TASK: Please work out how many of the lines below include "future". Only the number should be given.

Stored items:
■ ■ ■ ■ ■ ■ ■

Issue #1879, opened 2024-07-03
🐛 Home page - Book meeting buttons inconsistent


bradystroud:
Hey @joshbermanssw 

I think these buttons should do the same thing.

Right now the Book a Demo button give you 3 options
- Jean in Europe
- Levi in Aus
- Scott in US

The Schedule Call button goes straight to Seths booking control.

- [x] Make the behaviour consistent

<img width="1451" alt="image" src="https://github.com/tinacms/tina.io/assets/38869720/7b83ca9a-e627-4d1c-a185-2ad4c6a13f8f">

PR #1890, opened 2024-07-04
Added new type of button: ModalButton - opens specified Modal

joshbermanssw:
In https://github.com/tinacms/tina.io/issues/1879 we wanted to ensure that buttons on the home-page COULD act the same as the buttons in the navigation bar - in this case we wanted <Action/> component to be able to open modals as well as open links.

This PR modifies the actions template allowing users to pick from three options: [ModalButton, LinkButton, CodeButton] in the new ButtonType field. There is also an option selector for the available modals which a user can chose from 

------------------

**Update:**

After a conversation with @bradystroud for future proofing the UX, we have created 3 seperate components for each of the buttons. Now every single time we referenced the actions component we instead get the option of different buttons to click/ use. 
This being the actions button, modal button or code button. This can easily be added to with future types of buttons. 

I have gone through all other pages and components and fixed where necessary.  

Screenshot 2024-07-05 at 9 42 02 AM

**Figure: ✨OUTDATED Modifications to Actions Template**

Screenshot 2024-07-05 at 5 44 38 PM

**Figure: 💄 Buttons Section**

Screenshot 2024-07-05 at 5 45 06 PM

**Figure: 💄Button Options**


bradystroud (approved):
LGTM

PR #1893, opened 2024-07-05
Docs: Explain `static` property for media configuration

HosamSenosi:
This pull request updates the TinaCMS documentation to clarify the behavior of the static property within the media configuration object in config.ts.

A new section has been added to explain the purpose and impact of the static property.
The explanation details how static: true makes media files static assets (uneditable through TinaCMS) and static: false (default) allows editors to upload, edit, and delete media directly within the editor.


bradystroud (approved):
LGTM thanks @HosamSenosi 🚀

Issue #2369, opened 2026-08-08
core: lexical clustering still misses the far tail of natural variation — same-fact pairs at 0.28 sit below the cross-fact noise ceiling at 0.36


macanderson:
## Problem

■ ■ ■ ■ ■ ■ ■

TASK OUTPUT: 2